„Die Bands werden immer jünger“
Glatt & Verkehrt. Festivalleiter und Ö1-Journalist Albert Hosp über seine Planungen per Notizbuch und seine Zusammenarbeit mit dem unlängst verstorbenen Gründer Jo Aichinger.
Die Presse: Heuer steht die 25. Ausgabe von Glatt & Verkehrt an. Das Programm sieht auf den ersten Blick nicht spektakulär aus. Was genau war Ihr Plan?
Albert Hosp: Grob gesagt wollte ich allen Bands, denen ich im Vorjahr absagen musste, noch einmal die Möglichkeit geben, aufzutreten. Der Italien-Schwerpunkt reflektiert das. Dass Paolo Fresu dazugekommen ist, freut mich ganz besonders. Und natürlich Kollaborationen, die wir anregen, wie heuer jene zwischen Canzoniere Grecanico Salentino und Opas Diandl.
Was inspiriert Sie beim Programmieren? Beim ersten Glatt & Verkehrt-Festival bekam ich gerade mein erstes Handy. Noch ohne Internet. Damals musste man den Bands und Plattenfirmen faxen, um eine Promo zu kommen. Mittlerweile ist die Fülle an Musikern, unter denen man wählen kann, ungleich größer geworden. Im Grunde habe ich aber ein Notizbuch, in das ich das ganze Jahr über hineinschreibe.
Reagieren Sie beim Programmieren heute auf laute Forderungen nach Quoten für bestimmte Geschlechter und Gruppen? Die einzig wichtige Quote ist die, wie viele Besucher kommen.
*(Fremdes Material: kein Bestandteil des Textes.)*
PR #1387, opened 2021-03-01
grid: Use __attribute__((always_inline))

oschuett:


oschuett:
I'm using `#pragma GCC unroll` and ` __attribute__((always_inline))` to force the compiler into generating specialized version of hotspot functions. This seems to be a viable alternative to C++ templates.

While these constructs are not part of the C standard, the Intel compiler apparently supports both.

@hfp, @alazzaro what do you think?

hfp:
> I'm using `#pragma GCC unroll` and ` __attribute__((always_inline))` to force the compiler into generating specialized version of hotspot functions. This seems to be a viable alternative to C++ templates.
> 
> While these constructs are not part of the C standard, the Intel compiler apparently supports both.
> 
> @hfp, @alazzaro what do you think?

I would wrap them both up into macros including the `__attribute__` "keyword". It does not have to be [sophisticated aka complicated](https://github.com/hfp/libxsmm/blob/master/include/libxsmm_macros.h#L127). Btw, applying/using such macros that expand into pragmas is without sequence point (semicolon).

Out of curiosity, can you measure an advantage using these constructs for the code in question?

alazzaro:
I agree with @hfp . We have CCE and NAG compiler, so wrapping is a safe solution.
I'm also interested in the performance benefit.

BTW, how does [libgrid](https://github.com/cp2k/cp2k/tree/master/tools/autotune_grid) work with the new code?

oschuett:
I already merged something [very similar](https://github.com/cp2k/cp2k/commit/ada15fe29628d70f225d509f6983088db0f685a9), which speed up collocate/integrate by 20% - 30%. The only problem is that it's brittle because it relies on the compiler to do the inlining voluntarily.

> We have CCE and NAG compiler, so wrapping is a safe solution.

Since we're talking about C code here, are those compilers still relevant? I'd expect people use one of gcc, icc, or clang.
I also couldn't find any documentation about which pragmas and attributes are supported by CCE and NAG.

So, I'd suggest that for now I only wrap the `unroll` pragma, because GCC has a different syntax, but keep the `always_inline` attribute until we know for a fact that a compiler doesn't support it.

> BTW, how does libgrid work with the new code?

It obsolete, I'll remove it. We could do auto tuning again in C, but I think our time is better spend adding `ivdep` pragmas manually.

alazzaro:
So, you are right about CCE, which is actually now based on clang... I don't know about nagfor, but I would assume that your assumption is fair enough.

Triggered by your latest changes, I did executed the Daint performance tests and indeed I see some performance benefit (especially on the MC partition) Great!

Ich muss nicht bewusst darauf achten, dass zum Beispiel 50 Prozent Frauen auftreten, das lässt sich sowieso nicht immer realisieren. Es mag allerdings an meiner Erziehung liegen, dass mir so etwas immer schon ein Anliegen war. In erster Linie aber geht es um lässige Konzerte.
Dass es Glatt & Verkehrt gibt, verdankt sich indirekt auch dem Radio, oder?
Das erste Festival verdankte sich tatsächlich einer Radioinitiative, weil die European Broadcasting Union einen Austragungsort für ihr Folkfestival suchte. Jo Aichinger hat mich damals angerufen und gesagt: Machen wir das doch gemeinsam in der Sandgrube 13. Damals kamen lauter Bands, die von den europäischen Radios ausgesucht waren, wir hatten kaum Einfluss. Ab 1998 machten wir ein eigenständiges Festival daraus. Programm war alles, was Tradition hat und neu gedacht wurde. Also ganz pure Sachen, aber auch Fusionen.
Was sagen Sie als langjähriger Mitarbeiter von Ö1 zum Verkauf des Funkhauses?
Es ist traurig. Allein, dass ein Pierre Boulez die paar Minuten vom Musikverein zum Funkhaus spazierte, um Gast einer Sendung zu sein, oder dass der 95-jährige Friedrich Cerha spontan vorbeischaut. Derlei wird am Küniglberg gewiss schwerer werden.
Das Publikum von Glatt & Verkehrt ist praktisch Ö1-Publikum, also eher reiferen Alters. Planen Sie Initiativen, jüngere Menschen zu locken?
Wie Alfred Brendel bei Auftritten sagt: „Ich blicke in einen Silbersee.“Es ist völlig legitim, ein Festival für Menschen über 50 auszurichten. Aber diese Frage kommt immer wieder. Ich denke mir, die Bands werden sowieso immer jünger. Und damit wird sich wohl auch der eine oder andere 30- oder 40-Jährige einfinden. Und eines ist auch klar: Es gibt Musik, auf die man erst später im Leben kommt. Das finde ich gut so.
Als der dieser Tage verstorbene Festivalgründer Jo Aichinger 2017 gehen musste, markierte das einen Bruch. Es wirkt seither lokaler. Wurde das Budget gekürzt? Nein, von der Statistik her haben wir nur wenig mehr heimische Ensembles als vorher. Ich finde, man muss den österreichischen Ideen Raum geben. Als ich mich damals um die alleinige Intendanz bewarb, schrieb ich: Glatt & Verkehrt braucht kein neues Konzept. Was stimmt, es wird mehr unplugged gespielt als früher. Die großen Acts waren oft nicht die gelungensten.
Wie erinnern Sie sich heute an Ihre Zusammenarbeit mit Aichinger?
Jo konnte mir manchmal schon den letzten Nerv ziehen. Und ich hab ihn mit meiner pedantischen Art zuweilen wohl auch an den Rand des Wahnsinns getrieben. Unser Tun hat sich aber immer ausgezahlt. Und es gab viele wunderschöne Momente.